Personal RAG Knowledge Base
A production-ready personal RAG system over 5,000+ knowledge documents — semantic search across notes, meetings, conversations, and tickets, accessible from Claude Desktop, Claude.ai web, and iOS app via the Model Context Protocol.
A production-ready personal RAG system. Semantic search across thousands of personal knowledge documents directly from Claude Desktop, Claude.ai web, or Claude iOS app — via the Model Context Protocol.
At a glance
- 5,000+ sources / 47,000+ chunks indexed (mixed Vietnamese + English content)
- Multilingual semantic search — top-hit similarity score 0.85+ on real queries
- End-to-end p95 latency: 1.16s (embed query → ANN search → tunnel)

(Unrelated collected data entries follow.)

PR #23915, opened 2022-09-21
feat: output video file path on one row during run mode

### LINKED ISSUE #23913: Make video file path clickable
### What would you like?

When a video recording of a test finishes processing, it currently behaves as follows:

| - Finished processing: | /This/Is/A/Video/File/Path/   | (1 second)  |
|                                       | To/A/Video/Recording.mp4 |                      |

This results in the video file path not being clickable, or able to copy/paste without also including the `(1 second)` cell. Altering this table so the path isn't broken would make troubleshooting a bit faster.

### Why is this needed?

Allows videos to be opened directly from the terminal, resulting in faster troubleshooting.

### Other

_No response_

zachz-indeed:
- Closes #23913 

### User facing changelog
Moves video output link to it's own line in `run` mode to make the video output link more easily clickable in the terminal.

### Additional details
Improves the user experience to allow users to directly click the recorded link inside the terminal or copy/paste from a CI terminal more easily

### Steps to test
Easiest way to see changes locally is to run a single test in `cypress run` mode. For omitting values under `system-test`s in the core repo, please run the system tests and compare the snapshot.

#### Before
https://user-images.githubusercontent.com/3980464/213530519-059c7d55-17b9-4b3b-b50c-b192253fd3bb.mp4

#### After
https://user-images.githubusercontent.com/3980464/213529911-2e685005-9b43-44a0-ba31-15d1b9db424b.mp4

### PR Tasks


mjhenkes:
@zachz-indeed, This seems like a good change. Could you provide a before and after screenshot for us to compare?

zachz-indeed:
(Ignore font color differences)

Before: 
Screen Shot 2022-10-10 at 12 31 09 PM

After:
Screen Shot 2022-10-10 at 12 29 02 PM

zachz-indeed:
@mjhenkes - I added a before/after screenshot of the behavior.

I'm also getting an 'Unauthorized' status in CircleCI on the build step as of this morning. Do you have any ideas on what may have caused it/how to resolve? Thanks!

nagash77:
Hello @zachz-indeed !  Thank you for opening a PR to Cypress.  We have been reviewing your PR internally and have a few changes we would like before this gets merged:

1.  Please add two spaces and a dash like all the previous lines to the lines you have added.
2. Change to `Finished processing: X seconds` (no aligned-right seconds)
3. Ensure it works with progress lines between ‘Started…’ and ‘Finished…’ lines and please attach screenshots of the larger context in which your changes are displayed.

zachz-indeed:
Hi @nagash77 - thank you for the feedback! I have made the recommended changes. Here is a screenshot of what that looks like now:
Screen Shot 2022-11-04 at 12 56 56 PM

I will work on getting the snapshots updated as well. Please let me know if there's anything else I should update or provide. This is my first open source contribution, so learning a lot as I go :) Thanks again!

lmiller1990:
Hi @zachz-indeed - I can help you get this merged. It looks like some of the snapshots are not updated or conflicted.

If you want to merge in develop and resolve the conflicts, I can handle updating the snapshots - you just need to run the system test with `SNAPSHOT_UPDATE=1`, but it takes a really long time, since this PR is basically updating *every* snapshot (hundreds).

It's probably quicker if someone who works in the repo takes care of that, so if you just want to resolve the conflicts, I can help with the snapshot updates.

AtofStryker:
@lmiller1990 @zachz-indeed I should be able to take a look at this today and get the snapshots updated. Might take a while though 😅

packages/server/lib/util/print-run.ts
```diff
@@ -508,13 +508,16 @@ export function displayVideoProcessingProgress (opts: { videoName: string, video
...
           gray('-'),
           gray('Finished processing:'),
-            `${formatPath(opts.videoName, getWidth(table, 2), 'cyan')}`,
-            gray(dur),
+          gray(dur),
         ])
 
         console.log(table.toString())
 
         console.log('')
```
emilyrohrbough, line 538: Not sure we need a new line between the video details and the video output name.

AtofStryker:
one of the issues I am running into is that the processing time may/may not vary, which leads to some flakiness within our snapshots. Though I agree that I think the process time is more useful, the lift might be larger here to actually implement within our snapshots. I think for this reason we will likely need to go back to `(x second)`, or possibly put this behind a flag where we can toggle the actual time being printed vs omitting it. This way our snapshots do not flake, and end users get the benefit of seeing the time. How does this sound @emilyrohrbough @lmiller1990 ?

emilyrohrbough:
@AtofStryker The processing time should be overridden in the snapshots for `(x seconds)` like you are saying. It looks like these are captured correctly in the snapshot changes. Where are you seeing this at?

NEVERMIND - I see it's in the test failures. Yeah the regex likely needs updated to correctly account for this if this isn't being process correctly.

astone123:
Snapshots are being correctly processed now. We just need to update the snapshots for all of the system tests

AtofStryker:
I'm updating the snapshots now and should have this pushed up today

AtofStryker:
OK I got the snapshots updated 😅 . Took a while to figure it out but everything should now be green in CI

packages/driver/cypress/e2e/e2e/security.cy.js
```diff
@@ -3,4 +3,21 @@ describe('security', () => {
     cy.visit('/fixtures/security.html')
     cy.get('div').should('not.exist')
   })
+
```
lmiller1990: Was the intentionally merged here?

I think something went wrong during the rebase, it looks like some extra files in `proxy` and this one got added.

AtofStryker: something is off as this branch is missing 478407ec38b305cb5a55add1f089fbaf1920ceec. What I might do to make this change set simpler is to create a new branch with a single commit of the changes based off `develop`. @zachz-indeed you would likely need to recreate the branch locally when this happens

AtofStryker:
@lmiller1990 @emilyrohrbough @zachz-indeed I got the necessary change set based on [0843b0a](https://github.com/cypress-io/cypress/pull/23915/commits/0843b0a9198bfb8dd6ddde741b3641cb20d5e34c). This should only contain the changes to stdout, printing the run, and any snapshot updates needed

packages/driver/cypress/e2e/e2e/security.cy.js
lmiller1990: I think we need someone to own this, I think we should just make a new branch and pick the files we need. I can do it if no-one else has bandwidth, but probably not until the first week of Feb.

AtofStryker: I took care of it. [0843b0a](https://github.com/cypress-io/cypress/pull/23915/commits/0843b0a9198bfb8dd6ddde741b3641cb20d5e34c) is the commit with files we need with snapshots updated with the CI run in [f6aee7c](https://github.com/cypress-io/cypress/pull/23915/commits/f6aee7cc33b02b0a1184441b76f560f2370458f3). This should be ready for review, which I don't feel super comfortable reviewing simply because of how many changes I committed.

system-tests/__snapshots__/browser_crash_handling_spec.js
```diff
@@ -217,28 +220,33 @@ exports['Browser Crash Handling / when the browser process crashes in chrome / f
...
 
 ────────────────────────────────────────────────────────────────────────────────────────────────────
                                                                                                     
-  Running:  chrome_process_crash.cy.js                                                      (1 of 2)
+  Running:  chrome_tab_crash.cy.js                                                          (1 of 2)
 
 
 
-We detected that the Chrome process just crashed with code 'null' and signal 'SIGTRAP'.
+We detected that the Chromium Renderer process just crashed.
```
lmiller1990: I wonder why this changed :thinking:

lmiller1990 (commented):
One of the snapshots has some unexpected changes (maybe). The rest looks good. I think we should find out about that one snapshot, and see if that was correct.

system-tests/__snapshots__/browser_crash_handling_spec.js
lmiller1990: Oh I see, I think the snapshots in the file are just in a different order now. It's just confusing now GH shows this as a diff - I guess the order than @AtofStryker ran the updates locally was different to what the previous person who updated the snapshots ran, so the order they were wrote to the file is changed.

packages/driver/cypress/e2e/e2e/security.cy.js
lmiller1990: I took a look, I think it looks fine. Any particular change you are concerned with? It's a lot of files, but all the changes are the same and what I'd expect.

lmiller1990 (approved):

system-tests/__snapshots__/browser_crash_handling_spec.js
AtofStryker: Getting these snapshots to update correctly was a bit of a challenge 😅 . Sometimes the snapshots do update in a different order but should be the same relative to their export.

I noticed we have a conflict in `browser_crash_handling_spec` from the [improved memory work](https://github.com/cypress-io/cypress/commit/d1dc1258eafa6ff047abc913ebb930984e02a38d#diff-4c495b06189c0abcf578534fcb0e4f030df90cc9c4b3930c5923b61dfbb7025cR29). I am rebuilding that snapshot now to fix the conflict and will update @zachz-indeed 's branch shortly

BlueWinds (approved):

mjhenkes (approved):

packages/driver/cypress/e2e/e2e/security.cy.js
AtofStryker: nothing in particular. I think the two src file updates make sense and the snapshots are G2G and match what is expected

- MCP Streamable HTTP server with OAuth 2.0 (PKCE + DCR) + legacy bearer fallback
- Persistent HTTPS endpoint via Cloudflare named tunnel
- Auto-ingest pipeline — files written to a local KB folder are automatically chunked, embedded, and indexed via idempotent SHA-256 hash check
- Weekly backup to OCI Object Storage via write-only Pre-authenticated Request (zero credentials on the serving VM)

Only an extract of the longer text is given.